> Activity: Return the following from the records below: each line, word for word, starting with the line that contains "PR #278, opened 2018-05-02" and going on through the line that contains "In the next", with nothing outside that range.

______________________________

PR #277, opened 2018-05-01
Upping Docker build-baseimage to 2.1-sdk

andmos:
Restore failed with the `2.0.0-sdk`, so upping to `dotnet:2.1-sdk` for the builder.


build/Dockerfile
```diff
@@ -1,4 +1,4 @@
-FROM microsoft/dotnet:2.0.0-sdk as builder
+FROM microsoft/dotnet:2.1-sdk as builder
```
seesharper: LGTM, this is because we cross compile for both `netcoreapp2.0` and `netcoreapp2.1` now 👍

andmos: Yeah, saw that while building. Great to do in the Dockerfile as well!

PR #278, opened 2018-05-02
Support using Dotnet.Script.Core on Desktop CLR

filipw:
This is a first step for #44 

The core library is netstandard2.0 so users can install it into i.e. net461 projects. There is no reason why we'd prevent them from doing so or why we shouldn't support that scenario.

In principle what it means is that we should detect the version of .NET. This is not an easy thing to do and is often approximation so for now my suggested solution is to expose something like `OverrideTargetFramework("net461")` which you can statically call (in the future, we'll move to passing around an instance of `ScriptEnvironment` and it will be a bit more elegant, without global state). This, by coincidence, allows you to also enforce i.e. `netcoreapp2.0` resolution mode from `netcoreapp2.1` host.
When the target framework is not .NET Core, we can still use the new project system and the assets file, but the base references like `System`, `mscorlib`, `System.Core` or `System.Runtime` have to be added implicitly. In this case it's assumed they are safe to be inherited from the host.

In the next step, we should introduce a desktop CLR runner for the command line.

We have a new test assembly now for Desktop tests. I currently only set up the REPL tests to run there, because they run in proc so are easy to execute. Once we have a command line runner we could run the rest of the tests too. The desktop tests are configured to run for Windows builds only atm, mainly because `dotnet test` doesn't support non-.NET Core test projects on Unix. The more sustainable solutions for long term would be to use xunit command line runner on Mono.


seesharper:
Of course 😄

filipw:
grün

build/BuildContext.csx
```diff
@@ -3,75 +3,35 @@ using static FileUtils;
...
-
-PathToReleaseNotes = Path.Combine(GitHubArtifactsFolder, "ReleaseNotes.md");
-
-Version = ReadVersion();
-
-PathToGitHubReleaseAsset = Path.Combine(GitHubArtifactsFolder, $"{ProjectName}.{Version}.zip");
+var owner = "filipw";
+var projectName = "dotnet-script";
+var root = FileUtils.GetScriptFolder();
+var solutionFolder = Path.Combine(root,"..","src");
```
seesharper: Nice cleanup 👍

______________________________

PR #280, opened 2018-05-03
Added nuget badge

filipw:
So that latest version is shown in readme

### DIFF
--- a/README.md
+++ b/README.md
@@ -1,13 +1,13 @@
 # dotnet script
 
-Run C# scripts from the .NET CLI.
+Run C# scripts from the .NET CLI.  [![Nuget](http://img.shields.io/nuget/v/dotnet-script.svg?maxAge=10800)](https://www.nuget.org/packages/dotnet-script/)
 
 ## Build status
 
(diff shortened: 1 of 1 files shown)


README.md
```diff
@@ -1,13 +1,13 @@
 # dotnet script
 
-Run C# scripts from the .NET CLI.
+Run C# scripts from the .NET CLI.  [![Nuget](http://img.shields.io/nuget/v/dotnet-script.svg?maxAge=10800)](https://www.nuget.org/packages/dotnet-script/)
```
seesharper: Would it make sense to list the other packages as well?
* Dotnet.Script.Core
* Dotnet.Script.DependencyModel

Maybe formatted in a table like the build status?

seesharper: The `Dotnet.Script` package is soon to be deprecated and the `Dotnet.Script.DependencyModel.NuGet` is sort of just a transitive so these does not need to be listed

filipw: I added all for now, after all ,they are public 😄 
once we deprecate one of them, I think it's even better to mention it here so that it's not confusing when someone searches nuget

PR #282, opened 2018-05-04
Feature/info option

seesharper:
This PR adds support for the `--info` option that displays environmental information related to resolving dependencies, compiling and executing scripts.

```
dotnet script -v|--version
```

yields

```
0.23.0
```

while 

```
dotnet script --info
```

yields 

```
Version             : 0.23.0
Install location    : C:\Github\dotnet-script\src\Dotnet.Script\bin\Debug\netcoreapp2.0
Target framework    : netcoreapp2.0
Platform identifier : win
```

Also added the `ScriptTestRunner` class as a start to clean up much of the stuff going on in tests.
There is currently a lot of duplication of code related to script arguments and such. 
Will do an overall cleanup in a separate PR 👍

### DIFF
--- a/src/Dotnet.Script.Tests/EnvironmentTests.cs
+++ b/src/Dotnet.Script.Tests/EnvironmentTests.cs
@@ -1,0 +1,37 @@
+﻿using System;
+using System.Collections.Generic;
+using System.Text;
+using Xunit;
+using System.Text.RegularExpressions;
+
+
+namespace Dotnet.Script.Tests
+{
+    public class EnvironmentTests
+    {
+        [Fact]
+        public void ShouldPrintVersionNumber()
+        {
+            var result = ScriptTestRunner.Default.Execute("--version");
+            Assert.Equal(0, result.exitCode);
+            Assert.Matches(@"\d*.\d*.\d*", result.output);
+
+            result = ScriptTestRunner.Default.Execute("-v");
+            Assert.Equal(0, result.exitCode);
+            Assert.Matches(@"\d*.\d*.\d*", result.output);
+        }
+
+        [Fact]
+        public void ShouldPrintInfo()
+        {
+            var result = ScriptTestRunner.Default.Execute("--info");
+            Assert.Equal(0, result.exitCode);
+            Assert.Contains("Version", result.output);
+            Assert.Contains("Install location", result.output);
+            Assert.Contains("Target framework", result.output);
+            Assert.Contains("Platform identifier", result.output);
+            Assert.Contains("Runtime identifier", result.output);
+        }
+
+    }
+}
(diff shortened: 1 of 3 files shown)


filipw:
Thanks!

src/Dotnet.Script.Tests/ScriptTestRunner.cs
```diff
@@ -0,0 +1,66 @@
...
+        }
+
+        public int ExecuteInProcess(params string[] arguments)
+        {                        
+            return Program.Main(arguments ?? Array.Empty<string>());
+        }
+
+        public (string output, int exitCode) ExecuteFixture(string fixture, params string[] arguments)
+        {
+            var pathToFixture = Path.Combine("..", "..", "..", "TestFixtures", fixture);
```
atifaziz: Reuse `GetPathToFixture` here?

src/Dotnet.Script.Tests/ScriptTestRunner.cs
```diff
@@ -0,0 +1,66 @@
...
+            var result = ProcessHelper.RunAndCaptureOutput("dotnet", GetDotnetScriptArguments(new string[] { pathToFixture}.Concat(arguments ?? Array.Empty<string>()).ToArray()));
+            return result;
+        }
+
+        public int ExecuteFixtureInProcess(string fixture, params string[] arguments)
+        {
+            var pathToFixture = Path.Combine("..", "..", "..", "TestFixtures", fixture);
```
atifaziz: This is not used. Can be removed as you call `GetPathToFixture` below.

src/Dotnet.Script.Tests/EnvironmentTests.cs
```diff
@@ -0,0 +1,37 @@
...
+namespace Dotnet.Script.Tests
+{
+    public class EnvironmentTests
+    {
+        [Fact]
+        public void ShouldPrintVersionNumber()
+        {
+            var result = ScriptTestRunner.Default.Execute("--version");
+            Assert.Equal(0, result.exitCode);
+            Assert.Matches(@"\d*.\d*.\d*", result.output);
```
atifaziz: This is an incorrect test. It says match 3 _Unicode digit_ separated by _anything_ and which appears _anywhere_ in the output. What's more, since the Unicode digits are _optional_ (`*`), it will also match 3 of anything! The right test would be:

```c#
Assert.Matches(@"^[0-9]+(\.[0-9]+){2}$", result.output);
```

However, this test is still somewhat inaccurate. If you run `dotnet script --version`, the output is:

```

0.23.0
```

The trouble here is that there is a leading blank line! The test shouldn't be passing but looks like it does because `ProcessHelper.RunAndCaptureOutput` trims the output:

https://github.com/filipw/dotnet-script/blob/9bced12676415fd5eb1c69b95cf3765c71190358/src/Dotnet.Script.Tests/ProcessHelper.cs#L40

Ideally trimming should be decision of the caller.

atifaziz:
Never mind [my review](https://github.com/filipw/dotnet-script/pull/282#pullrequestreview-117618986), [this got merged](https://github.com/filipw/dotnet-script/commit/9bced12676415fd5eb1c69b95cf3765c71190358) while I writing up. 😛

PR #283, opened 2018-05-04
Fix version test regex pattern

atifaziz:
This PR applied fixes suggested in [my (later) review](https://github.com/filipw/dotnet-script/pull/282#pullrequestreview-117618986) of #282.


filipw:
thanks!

______________________________

> Solution below:
PR #278, opened 2018-05-02
Support using Dotnet.Script.Core on Desktop CLR

filipw:
This is a first step for #44 

The core library is netstandard2.0 so users can install it into i.e. net461 projects. There is no reason why we'd prevent them from doing so or why we shouldn't support that scenario.

In principle what it means is that we should detect the version of .NET. This is not an easy thing to do and is often approximation so for now my suggested solution is to expose something like `OverrideTargetFramework("net461")` which you can statically call (in the future, we'll move to passing around an instance of `ScriptEnvironment` and it will be a bit more elegant, without global state). This, by coincidence, allows you to also enforce i.e. `netcoreapp2.0` resolution mode from `netcoreapp2.1` host.
When the target framework is not .NET Core, we can still use the new project system and the assets file, but the base references like `System`, `mscorlib`, `System.Core` or `System.Runtime` have to be added implicitly. In this case it's assumed they are safe to be inherited from the host.

In the next step, we should introduce a desktop CLR runner for the command line.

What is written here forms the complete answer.